» **WHAT TO WORK ON**
Without any change, set down every record below.

Stored items:
######
PR #1641, opened 2024-12-10
Add acpp namespace alias

illuhad:
This PR adds aliases for the current `hipsycl` namespace. This is in preparation for moving away from the `hipsycl` namespace in the longer term.
These aliases are available in both SYCL and stdpar mode.

The discord poll has resulted in a preference for the `acpp` namespace. However, the point was raised that fixing namespace collisions is fairly difficult, and more likely for a shorter namespace name like `acpp`.

Therefore, I propose the following strategy to address both arguments:

* Once we migrate away from the `hipsycl` namespace, the code will be declared in the `adaptivecpp` namespace.
* An alias will be available and active by default to also expose our functionality in the `acpp` namespace.
* In documentation and examples, we will primarily use the shorter `acpp` alias.
* In case of namespace collision, users can set a macro to disable the shorthand `acpp` namespace alias, and use the `adaptivecpp` namespace instead.

In light of this strategy, this PR introduces both `acpp` and `adaptivecpp` namespaces as aliases, with the macro to disable the `acpp` namespace.
The `adaptivecpp` alias will be replaced in the future by renaming the `hipsycl` namespace to `adaptivecpp`.

@al42and Are you happy with this approach?


al42and:
> @al42and Are you happy with this approach?

Yes. The current solution combines the best of both worlds :+1: 

All in all, I would not be too sad if we went with `acpp` namespace only. I was the one who raised the point of namespace clash and I _do_ think it's useful to consider this possibility, that's purely hypothetical at this point. 

Unrelated: why limit the new namespace to `<algorithm/X>` headers? There are some internal details that can be helpful for applications (such as querying `hipsycl::rt::settings`) which are currently only available in `hipsycl` namespace.

illuhad:
> All in all, I would not be too sad if we went with acpp namespace only. I was the one who raised the point of namespace clash and I do think it's useful to consider this possibility, that's purely hypothetical at this point.

Okay. I guess while we are still just working with aliases, we can always revisit the question.

> Unrelated: why limit the new namespace to <algorithm/X> headers? There are some internal details that can be helpful for applications (such as querying hipsycl::rt::settings) which are currently only available in hipsycl namespace.

It's not :-) The alias header is also pulled in when including `sycl.hpp`. The idea is to provide an alternative to the old `hipsycl` namespace everywhere.

A related issue that is not yet solved is that currently the algorithm and other internal headers are only in the `hipSYCL` directory. So users will have to e.g. `#include <hipSYCL/algorithms/numeric.hpp>`. A directory symlink would also be needed to allow users to use functionality like the algorithms without using something with `hipSYCL` somewhere.

al42and:
> It's not :-) The alias header is also pulled in when including sycl.hpp

Right, missed that it's included there too. :+1: 

> A related issue that is not yet solved is that currently the algorithm and other internal headers are only in the hipSYCL directory. So users will have to e.g. #include <hipSYCL/algorithms/numeric.hpp>. A directory symlink would also be needed to allow users to use functionality like the algorithms without using something with hipSYCL somewhere.

Why not make the new directory and install the new headers only there? The longer the old name lives the harder it will be to change eventually. And not adding the new functionality to the old headers will not break any backwards-comptibility.

This will not work with directory symlinks and will require installing two copies of the same file, but I don't think that the doubling the disk space used by headers would be a big problem.

illuhad:
> Why not make the new directory and install the new headers only there? The longer the old name lives the harder it will be to change eventually. And not adding the new functionality to the old headers will not break any backwards-comptibility.
> This will not work with directory symlinks and will require installing two copies of the same file, but I don't think that the doubling the disk space used by headers would be a big problem.

I'm not primarily concerned about backwards compatibility. Many of our headers do have the `hipSYCL/*` directory in their `#include` statements. Removing the old directory would therefore require changes to a lot of files, which I'd like to avoid this shortly before release.
It might be possible to copy the headers to two locations for now. I did some quick cmake experiments around this which didn't quite work out, but I did not spend more than a couple of minutes trying this.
######
» **RESPONSE TO THIS TASK**
PR #1641, opened 2024-12-10
Add acpp namespace alias

illuhad:
This PR adds aliases for the current `hipsycl` namespace. This is in preparation for moving away from the `hipsycl` namespace in the longer term.
These aliases are available in both SYCL and stdpar mode.

The discord poll has resulted in a preference for the `acpp` namespace. However, the point was raised that fixing namespace collisions is fairly difficult, and more likely for a shorter namespace name like `acpp`.

Therefore, I propose the following strategy to address both arguments:

* Once we migrate away from the `hipsycl` namespace, the code will be declared in the `adaptivecpp` namespace.
* An alias will be available and active by default to also expose our functionality in the `acpp` namespace.
* In documentation and examples, we will primarily use the shorter `acpp` alias.
* In case of namespace collision, users can set a macro to disable the shorthand `acpp` namespace alias, and use the `adaptivecpp` namespace instead.

In light of this strategy, this PR introduces both `acpp` and `adaptivecpp` namespaces as aliases, with the macro to disable the `acpp` namespace.
The `adaptivecpp` alias will be replaced in the future by renaming the `hipsycl` namespace to `adaptivecpp`.

@al42and Are you happy with this approach?


al42and:
> @al42and Are you happy with this approach?

Yes. The current solution combines the best of both worlds :+1: 

All in all, I would not be too sad if we went with `acpp` namespace only. I was the one who raised the point of namespace clash and I _do_ think it's useful to consider this possibility, that's purely hypothetical at this point. 

Unrelated: why limit the new namespace to `<algorithm/X>` headers? There are some internal details that can be helpful for applications (such as querying `hipsycl::rt::settings`) which are currently only available in `hipsycl` namespace.

illuhad:
> All in all, I would not be too sad if we went with acpp namespace only. I was the one who raised the point of namespace clash and I do think it's useful to consider this possibility, that's purely hypothetical at this point.

Okay. I guess while we are still just working with aliases, we can always revisit the question.

> Unrelated: why limit the new namespace to <algorithm/X> headers? There are some internal details that can be helpful for applications (such as querying hipsycl::rt::settings) which are currently only available in hipsycl namespace.

It's not :-) The alias header is also pulled in when including `sycl.hpp`. The idea is to provide an alternative to the old `hipsycl` namespace everywhere.

A related issue that is not yet solved is that currently the algorithm and other internal headers are only in the `hipSYCL` directory. So users will have to e.g. `#include <hipSYCL/algorithms/numeric.hpp>`. A directory symlink would also be needed to allow users to use functionality like the algorithms without using something with `hipSYCL` somewhere.

al42and:
> It's not :-) The alias header is also pulled in when including sycl.hpp

Right, missed that it's included there too. :+1: 

> A related issue that is not yet solved is that currently the algorithm and other internal headers are only in the hipSYCL directory. So users will have to e.g. #include <hipSYCL/algorithms/numeric.hpp>. A directory symlink would also be needed to allow users to use functionality like the algorithms without using something with hipSYCL somewhere.

Why not make the new directory and install the new headers only there? The longer the old name lives the harder it will be to change eventually. And not adding the new functionality to the old headers will not break any backwards-comptibility.

This will not work with directory symlinks and will require installing two copies of the same file, but I don't think that the doubling the disk space used by headers would be a big problem.

illuhad:
> Why not make the new directory and install the new headers only there? The longer the old name lives the harder it will be to change eventually. And not adding the new functionality to the old headers will not break any backwards-comptibility.
> This will not work with directory symlinks and will require installing two copies of the same file, but I don't think that the doubling the disk space used by headers would be a big problem.

I'm not primarily concerned about backwards compatibility. Many of our headers do have the `hipSYCL/*` directory in their `#include` statements. Removing the old directory would therefore require changes to a lot of files, which I'd like to avoid this shortly before release.
It might be possible to copy the headers to two locations for now. I did some quick cmake experiments around this which didn't quite work out, but I did not spend more than a couple of minutes trying this.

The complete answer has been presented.